CULTURE

How seeing art through a child's eye can answer the question why

"How beautiful." "How interesting." "Look at the detail." "Look at the lines." "Man, I could do that." "It looks like a kindergarten could have drawn that." "That's not art." For most museumgoers and art enthusiasts, those thoughts often pop up when looking at something different.

It wasn't any different with KAWS's major survey exhibition "Where the End Starts," which uses a mix of iconographic imagery to explore human emotion. I took a six-year-old to the exhibit. Bright, deeply saturated colors redefine the Smurfs, SpongeBob, Peanuts, the Simpsons and characters from Hanna-Barbera. Looming sculptures with remarkable similarities to Mickey Mouse and the Michelin Man display obvious feelings. It looked very child friendly.

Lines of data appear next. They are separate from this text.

PR #794, opened 2023-03-08
CBL-4065: More code samples

bmeike:
This is the code for CBL-4065.
It also fixes any use of deprecated code anywhere in any of the snippets.
It all compiles and passes lint tests.
I've tried to make sure all the tags are reasonable but I don't really have good tools for doing that, so there may be mistakes.

Also, the following tags are missing:
- p2p-tlsid-check-bundled
- p2p-tlsid-import-from-bundled
- p2p-tlsid-check-keychain
- p2p-tlsid-store-in-keychain
- p2p-tlsid-return-id-from-keychain

I'm not sure what they are supposed to do.  Is it possible that they describe a feature that is not present in Android/Java.  Let's do a separate ticket for these, if you need them


bmeike:
BTW... Note that tag::logging[] tags a feature that was removed in 3.0.  This is true for all platforms.

osfameron (approved):
👍 thanks Blake for all your hard work on this!
I'm going to merge in, then concentrate on getting the code snippets back into the docs.

PR #800, opened 2023-03-30
Update proguard rules

bmeike:
We have new Proguard rules for v3.1.  I've updated all of the affected projects


osfameron (approved):
Thanks @bmeike !
I know nothing about proguard, but found https://www.guardsquare.com/blog/keep-rules-in-the-age-of-kotlin#
Looks like implementation details on the code, which I'll just merge in. 

Only question: should the docs mention any of this? (As we do a lot of JSON and serialization which interacts with the reflection stuff, will developers expect these rule changes to be *documented*, e.g. in Changelog, or the Data Modeling sections.
Or do they know to head straight for the example rules to copy/paste them, and that's all they need?)

PR #803, opened 2023-04-10
Add missing query-explain code snippets for C

pasin:
Added `query-explain-like`, `query-explain-nopfx`, `query-explain-function`, and `query-explain-nofunction` code snippets for C.


osfameron (approved):
Thanks @pasin

PR #267, opened 2017-03-29
Refresh download instructions for new multi-repo world

directhex:
Plz don't merge until after d15.1 is stable, but I'd appreciate a review.

This obsoletes https://github.com/mono/website/pull/259


docs/getting-started/install/linux/index.md
```diff
@@ -87,6 +90,8 @@ The package ***referenceassemblies-pcl*** should be installed for PCL compilatio
 
 The package ***ca-certificates-mono*** should be installed to get SSL certificates for HTTPS connections. Install this package if you run into trouble making HTTPS connections.
 
+The package ***msbuild*** may be needed to compile very new projects which are not compatible with the deprecated MSBuild replacement, XBuild.
```
akoeplinger: This needs to be a dependency of mono-devel in the next release so I don't think we need to mention it explicitly.

docs/getting-started/install/linux/index.md
```diff
@@ -12,7 +12,7 @@ Regardless of your distribution, you will need the Mono Project GPG signing key,
 Debian, Ubuntu, and derivatives
```
akoeplinger: I'd like something similar to https://www.microsoft.com/net/core#linuxredhat where you choose your distro first so the page is smaller.

Should be easily doable given we already use such a switcher on https://github.com/mono/website/blob/gh-pages/download/index.html#L23, just horizontal.

docs/getting-started/install/linux/index.md
```diff
@@ -22,32 +22,46 @@ sudo apt-get update
...
+``` bash
+sudo apt-key adv --keyserver hkp://keyserver.ubuntu.com:80 --recv-keys 3FA7E0328081BFF6A14DA29AA6A19B38D3D831EF
+echo "deb http://download.mono-project.com/repo/debian jessie main" | sudo tee /etc/apt/sources.list.d/mono-xamarin.list
+sudo apt-get update
+```
+
+Run a package upgrade to upgrade existing packages to the latest available. Then install Mono as described in the [Usage](#usage) section.
 
-To enable mod_mono installation on Ubuntu 13.10 and later, and Debian 8.0 and later (and their derivatives), you will need to add a second repository to your system, **in addition** to the generic Debian/Ubuntu repository above (if you don't use sudo, be sure to switch to root):
+#### Ubuntu 14.04
```
akoeplinger: What's the status of Ubuntu 12.04? Can it continue to use the wheezy packages?

docs/getting-started/install/linux/index.md
```diff
@@ -22,32 +22,46 @@ sudo apt-get update
...
 
 ``` bash
-echo "deb http://download.mono-project.com/repo/debian wheezy-apache24-compat main" | sudo tee -a /etc/apt/sources.list.d/mono-xamarin.list
+sudo apt-key adv --keyserver hkp://keyserver.ubuntu.com:80 --recv-keys 3FA7E0328081BFF6A14DA29AA6A19B38D3D831EF
+echo "deb http://download.mono-project.com/repo/debian trusty main" | sudo tee /etc/apt/sources.list.d/mono-xamarin.list
```
akoeplinger: repo/debian is correct here, instead of e.g. repo/ubuntu ?

docs/getting-started/install/linux/index.md
```diff
@@ -63,17 +77,6 @@ Run a package upgrade to upgrade existing packages to the latest available. Then
 
 Users of CentOS or RHEL (or similar distributions) may need to add the [EPEL repository](https://fedoraproject.org/wiki/EPEL) to their system to satisfy all dependencies.
 
-openSUSE and SLES
```
akoeplinger: Does this mean we don't support openSUSE anymore?

docs/getting-started/install/linux/index.md
```diff
@@ -87,6 +90,8 @@ The package ***referenceassemblies-pcl*** should be installed for PCL compilatio
 
 The package ***ca-certificates-mono*** should be installed to get SSL certificates for HTTPS connections. Install this package if you run into trouble making HTTPS connections.
 
+The package ***msbuild*** may be needed to compile very new projects which are not compatible with the deprecated MSBuild replacement, XBuild.
+
 The module ***mono-xsp4*** should be installed for running ASP.NET applications.
 
 Notes
```
akoeplinger: can't comment on the line: should we do something about the "Security updates for older releases" section below? does it still apply in the new world?

docs/getting-started/install/linux/index.md
```diff
@@ -133,45 +138,116 @@ Alpha update channel
 
 If you want to test bleeding-edge updates to Mono, we now have an alpha update channel. Please report bugs promptly, so we have time to fix them before packages are migrated to stable!
 
-#### Debian, Ubuntu, and derivatives (alpha channel)
```
akoeplinger: we may want to consider splitting alpha/beta to their own page as it gets pretty long

docs/getting-started/install/linux/index.md
directhex: I hate how much we're coming to depend on MSbuild while its build process is so flakey :/

docs/getting-started/install/linux/index.md
directhex: Didn't even hit 1% of RPM users in the logs(!)

docs/getting-started/install/linux/index.md
directhex: Yeah, that indicates a directory on the server. Best I could do is symlink ubuntu to debian so it looks like it's different

docs/getting-started/install/linux/index.md
directhex: EOL in 28 days. Not worth thinking about any more.

docs/getting-started/install/linux/index.md
directhex: It's still accurate for the named releases. We could ditch the section if we're disclaiming responsibility for the versions listed, but would need to bring it back in future if any new vulns are found & we offer security updates to old versions.

docs/getting-started/install/linux/index.md
directhex: I agree.

docs/getting-started/install/linux/index.md
directhex: Sounds nice. Any ideas on implementation? Is there existing CSS to handle a horizontal switcher?

Actually, if we go that route, can we punt it to the main Download page?

akoeplinger: the line I linked to should have the skeleton that you need if you do `s/vertical/horizontal/`.

re: main Download page: I image it'd be too cramped there with the layout we have right now.

docs/getting-started/install/linux/index.md
akoeplinger: It's still the default on Travis iirc 😞

docs/getting-started/install/linux/index.md
akoeplinger: yeah a symlink sounds good to avoid any confusion.

docs/getting-started/install/linux/index.md
akoeplinger: Same story as with roslyn. Maybe we should do the same and just check in the binaries for now?

akoeplinger: Given that we need a story for people doing `./configure; make; make install` from the tarball that might be a good alternative because they'll be screwed otherwise once we fully deprecate xbuild (unless they somehow find out how to download+build msbuild)

docs/getting-started/install/linux/index.md
akoeplinger: Hmm, maybe we should just change this and _not_ provide symlinks for snapshots from e.g. 3.10 -> 3.10.X.X so users need to always pin to a specific version. A security fix would then just be "pin to a different version".

docs/getting-started/install/linux/index.md
directhex: Travis has 27 days to fix it before it becomes insecure, then

docs/getting-started/install/linux/index.md
directhex: OK, symlink in place. Also a symlink for alpha-wheezy -> alpha, so consistent structure is available. Should I change the docs to match?

docs/getting-started/install/linux/index.md
directhex: I'd like to give it a shot. I just need a modern jekyll installed to test a local gh-pages branch, right?

akoeplinger: Yes, just follow https://github.com/mono/website#setting-up-a-local-copy-of-the-website.

Newer Jekyll also supports `--incremental` so the whole site isn't rebuilt all the time which takes a while.

docs/getting-started/install/linux/index.md
akoeplinger: Yep, please change the docs to be consistent.

docs/getting-started/install/linux/index.md
```diff
@@ -133,45 +138,116 @@ Alpha update channel
...
+echo "deb http://download.mono-project.com/repo/debian beta-raspbianjessie main" | sudo tee /etc/apt/sources.list.d/mono-xamarin-beta.list
+sudo apt-get update
 ```
+
+#### CentOS, Fedora, and derivatives (beta channel)
+
+``` bash
+yum-config-manager --add-repo http://download.mono-project.com/repo/centos-beta/
+```
+
```
akoeplinger: we should keep the old version of the stable install page for the initial alpha release.

download/alpha.html
```diff
@@ -28,15 +28,63 @@
...
-          </ul>
+        <dl id="mono-download-linux" class="tabs horizontal" data-tab data-options="deep_linking: true; scroll_to_content: false">
+          <dd class="active"><a href="#download-lin-debian"><i class="fa fa-debian"></i><img src="/images/lin_debian.png" />&nbsp;Debian</a></dd>
+          <dd><a href="#download-lin-ubuntu"><i class="fa fa-ubuntu"></i><img src="/images/lin_ubuntu.png" />&nbsp;Ubuntu</a></dd>
+          <dd><a href="#download-lin-raspbian"><i class="fa fa-raspbian"></i><img src="/images/lin_raspbian.png" />&nbsp;Raspbian</a></dd>
+          <dd><a href="#download-lin-centos"><i class="fa fa-centos"></i><img src="/images/lin_centos.png" />&nbsp;CentOS</a></dd>
+        </dl>
+        <div class="tabs-content horizontal">
+          <div class="panel content active" id="download-lin-debian">
+            <h3>Mono is available as an Apt repository for Debian 8</h3>
```
akoeplinger: `Mono is available as an Apt repository for ` is redundant, remove.

download/alpha.html
```diff
@@ -28,15 +28,63 @@
...
-            <li><a href="/docs/getting-started/install/linux/#centos-fedora-and-derivatives-alpha-channel">CentOS, Fedora, and derivatives</a></li>
-          </ul>
+        <dl id="mono-download-linux" class="tabs horizontal" data-tab data-options="deep_linking: true; scroll_to_content: false">
+          <dd class="active"><a href="#download-lin-debian"><i class="fa fa-debian"></i><img src="/images/lin_debian.png" />&nbsp;Debian</a></dd>
+          <dd><a href="#download-lin-ubuntu"><i class="fa fa-ubuntu"></i><img src="/images/lin_ubuntu.png" />&nbsp;Ubuntu</a></dd>
+          <dd><a href="#download-lin-raspbian"><i class="fa fa-raspbian"></i><img src="/images/lin_raspbian.png" />&nbsp;Raspbian</a></dd>
+          <dd><a href="#download-lin-centos"><i class="fa fa-centos"></i><img src="/images/lin_centos.png" />&nbsp;CentOS</a></dd>
+        </dl>
+        <div class="tabs-content horizontal">
+          <div class="panel content active" id="download-lin-debian">
```
akoeplinger: when I visit the page it shows all distro instructions and not just the preselected Debian ones. Is that intended or a bug?

download/alpha.html
```diff
@@ -28,15 +28,63 @@
...
+            <h3>Mono is available as an Apt repository for Debian 8</h3>
+            <p>Add the Mono repository to your system:</p>
+            <pre><code class="language-bash">sudo apt-key adv --keyserver hkp://keyserver.ubuntu.com:80 --recv-keys 3FA7E0328081BFF6A14DA29AA6A19B38D3D831EF
+echo "deb http://download.mono-project.com/repo/debian alpha-jessie main" | sudo tee /etc/apt/sources.list.d/mono-xamarin-alpha.list
+sudo apt-get update</code></pre>
+            <p>Then update or install <strong><em>mono-devel</em></strong> to get started.</p>
+            <h3>Mono is available as an Apt repository for Debian 7</h3>
+            <p>Add the Mono repository to your system:</p>
+            <pre><code class="language-bash">sudo apt-key adv --keyserver hkp://keyserver.ubuntu.com:80 --recv-keys 3FA7E0328081BFF6A14DA29AA6A19B38D3D831EF
+echo "deb http://download.mono-project.com/repo/debian alpha-wheezy main" | sudo tee /etc/apt/sources.list.d/mono-xamarin-alpha.list
```
akoeplinger: I wonder if we could just make this `echo "deb http://download.mono-project.com/repo/debian alpha-$(lsb_release -cs) main" ... `

This would allows us to get rid of the repeated instructions. Do you know if lsb_release is available in most configurations (I heard something about some distros moving away from it)?

download/alpha.html
```diff
@@ -28,15 +28,63 @@
...
-          <p>These packages are built, tested and distributed by Xamarin. Use these if you want to use a stable, official and up-to-date version of Mono.</p>
-          <ul>
-            <li><a href="/docs/getting-started/install/linux/#debian-ubuntu-and-derivatives-alpha-channel">Debian, Ubuntu, and derivatives</a></li>
-            <li><a href="/docs/getting-started/install/linux/#centos-fedora-and-derivatives-alpha-channel">CentOS, Fedora, and derivatives</a></li>
-          </ul>
+        <dl id="mono-download-linux" class="tabs horizontal" data-tab data-options="deep_linking: true; scroll_to_content: false">
+          <dd class="active"><a href="#download-lin-debian"><i class="fa fa-debian"></i><img src="/images/lin_debian.png" />&nbsp;Debian</a></dd>
+          <dd><a href="#download-lin-ubuntu"><i class="fa fa-ubuntu"></i><img src="/images/lin_ubuntu.png" />&nbsp;Ubuntu</a></dd>
+          <dd><a href="#download-lin-raspbian"><i class="fa fa-raspbian"></i><img src="/images/lin_raspbian.png" />&nbsp;Raspbian</a></dd>
+          <dd><a href="#download-lin-centos"><i class="fa fa-centos"></i><img src="/images/lin_centos.png" />&nbsp;CentOS</a></dd>
```
akoeplinger: SVG instead of PNG (we can do it in a follow up cleanup if you don't have them handy).

akoeplinger (changes requested):

download/alpha.html
directhex: I don't have these handy. I wasn't sure how best to do these, since we use some magic Javascript to do the Win/Mac/Lin icons.

download/alpha.html
directhex: That's a bug. An interesting one!

The lack of pre-selection is (I think) due to a lack of the pre-selection JS in the alpha version of the page ( https://github.com/mono/website/blob/gh-pages/download/index.html#L108-L124 ) but showing all of them is definitely a bug

download/alpha.html
directhex: Pushed a change for this one

download/alpha.html
directhex: I don't believe it's guaranteed to exist on any distro, and it's a bit harder for people using deriavtives like Mint where they might know which Ubuntu or Debian they're equivalent to, but not how to modify the script. Maybe. Maybe that's a hypothetical user.

akoeplinger: Hmm, that's a good point. Let's keep it as it is for now.

Though we could strip the "Add the Mono repository to your system:" and "Then update or install mono-devel to get started" from each section and move it to a more general one. Which reminds me, what happened to the other info shown on the stable download page such as "Usage" and "Notes"?

directhex: How much of the Usage/Notes there is useful/interesting?

akoeplinger: Most of it? I think we can shorten it a bit, I can come up with something. We can do this after merging.

directhex: There's stuff that still needs fixing up, but what is blocking merging right now?

akoeplinger (approved):

PR #269, opened 2017-04-04
Document getenv change

alexanderkyte:


docs/about-mono/releases/5.0.0.md
```diff
@@ -40,5 +40,11 @@ code is shared between .NET Core and Mono and not just the Reference Source rele
 Bug Fixes
 =========
 
+Environment Memory Management
+-----------------------------
+As per the Unix specification, getenv may return a pointer into static memory. Future calls to getenv can overwrite
+the memory returned from previous calls to getenv. Mono kept many pointers into this memory while concurrently calling
+getenv on multiple threads. We now lock around the environment-changing functiosn and to duplicate all returned strings.
```
akoeplinger: typo: "functiosn and to duplicate all returned strings"

This fix doesn't have an effect for the user, correct? The other fix which caches env vars at app startup is coming later?

PR #290, opened 2017-05-19
Add compiler/build dependencies on Linux

luhenry:


docs/compiling-mono/linux/index.md
```diff
@@ -15,6 +15,22 @@ Building Mono is a very simple process as Mono has very few external dependencie
 
 On some distribution you will need to install some development tools which are not installed by default.
 
+Compiler/Build dependencies
+---------------------
+
+Mono depends on GCC 4.8+ or Clang 3.3+ (it needs to support C++11) and on CMake 2.8.10.
```
akoeplinger: We don't need cmake if you disable BTLS (at the moment, I guess this will change once your System.Native work lands right?)

docs/compiling-mono/linux/index.md
```diff
@@ -15,6 +15,22 @@ Building Mono is a very simple process as Mono has very few external dependencie
...
+
+| Distribution | GCC         | Clang   | CMake      |
+| ------------ | ----------- | ------- | ---------- |
+| Debian 7     | ~~4.7/4.6~~ | ~~3.0~~ | ~~2.8.9~~  |
```
akoeplinger: not sure I understand what the crossed-out versions mean? Or more generally, what is the purpose of this table?

docs/compiling-mono/linux/index.md
luhenry: The C++11 need is for CoreFX, so we will need CMake

docs/compiling-mono/linux/index.md
luhenry: The cross means it doesn't satisfy the version needed. The purpose of this table is more of a note to help us track which version is available on which platform, so if we ever need to change our requirements, we know what platform we would break.

akoeplinger: Ok, can you add a short comment above/below the table to that regard?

At first glance, it's simple. But turn the corner and the running Michelin Man's arms are severed with blood dripping.

Before I had to figure out to explain that to a child, five Snoopy's overlaid with images caught her eye. It's cute until it becomes a game of identifying other pop culture animations within Snoopy's shape. Or matching the Simpsons bodies to their heads. There's the moment when she realized that the beloved yet altered Mickey's ear were crossbones and his eyes were more than just closed. Those hybrid cartoon characters said much about intenseness of emotions like sadness, despair and weariness and shyness.

"But why?" she asked. "Why is he so sad? Why is that one in a corner by himself? He looks like Pinocchio—why did he lie so much? If I lie will my nose grow so long it breaks off?"

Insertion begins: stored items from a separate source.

PR #293, opened 2017-06-10
Updated to HTML5 standard & added specific meta tags

ghost:
I removed the "/" from the link tags as it does not follow the HTML5 standard and added a couple of meta tags to improve experience on certain devices and even though not that important for SEO reasons.

### DIFF
--- a/_layouts/base.html
+++ b/_layouts/base.html
@@ -2,19 +2,26 @@
 <!--[if IE 9]><html class="lt-ie10" lang="en"><![endif]-->
 <html class="no-js" lang="en">
   <head>
-    <meta charset="utf-8" />
-    <meta name="viewport" content="width=device-width, minimum-scale=1.0, maximum-scale=1.0" />
-    <meta http-equiv="X-UA-Compatible" content="IE=Edge" />
+    <meta name="viewport" content="width=device-width, minimum-scale=1.0, maximum-scale=1.0">
+    <meta http-equiv="X-UA-Compatible" content="IE=Edge">
+    <meta http-equiv="Content-Type" content="text/html; charset=utf-8">
+    <meta http-equiv="cleartype" content="on">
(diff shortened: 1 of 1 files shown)


akoeplinger:
Hey, thanks for the PR!

Unfortunately it looks like none of the changes provide a benefit for us, here are the reasons:

a) The HTML5 standard [allows](https://www.w3.org/TR/html5/syntax.html#start-tags) `/>` on void elements (and my mind prefers properly closed XML tags):

> 6. Then, if the element is one of the void elements, or if the element is a foreign element, then there may be a single "/" (U+002F) character. This character has no effect on void elements, but on foreign elements it marks the start tag as self-closing.

> Void elements
area, base, br, col, embed, hr, img, input, keygen, link, meta, param, source, track, wbr

b) The `<meta charset="utf-8" />` should come as early as possible so the browser can decide about the charset and doesn't need to reparse the document so we can't remove it.

c) `<meta http-equiv="cleartype" content="on">` seems to be recommended against since it only applies to very old mobile/desktop IE which we don't care about

d) Similar reason for `<meta name="HandheldFriendly" content="True">`, seems to be only used by some very old mobile browsers.

e) `<meta name="apple-mobile-web-app-capable"` and `apple-mobile-web-app-title` -> we're a website, not a web app.

f) `<meta http-equiv="Content-Type" content="text/html; charset=utf-8">` -> this is already sent by the webserver, no need to specify it again and waste bytes

g) `<meta name="identifier-url"` -> can't find too much information about it, I don't think it's very useful.

h) `<link rel="canonical" href="http://www.mono-project.com/">` and `<meta name="url"  content="http://www.mono-project.com/"` this needs to point to a specific page to be useful. We'd be pointing to the root page on every page since this file is a template, so this would actually be harmful.

Thanks again for your time, but I'll rather not take these changes.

"No, your nose will not break off."

Trying to answer a barrage of questions you don't quite know the answers to is a feat in itself. Explaining what distorted animated character and complex human emotions have to do with each other is another matter. But both boil down to figuring out the why.

Past admiration or scoffing at a work, the more important question is always why. Why did he pick those colors, those images and those feeling together? The most important question —why— exists in a child's innate curiosity, the same curiosity that seems to wane in adults as cynicism develops and grows. It skews with the way we perceive art and the artist's message lost. Art is a lens to see reality and looking at it simply for face value is an opportunity lost. The why can fuel emotion and emotion is a step closer to empathy for the artist and for the subject.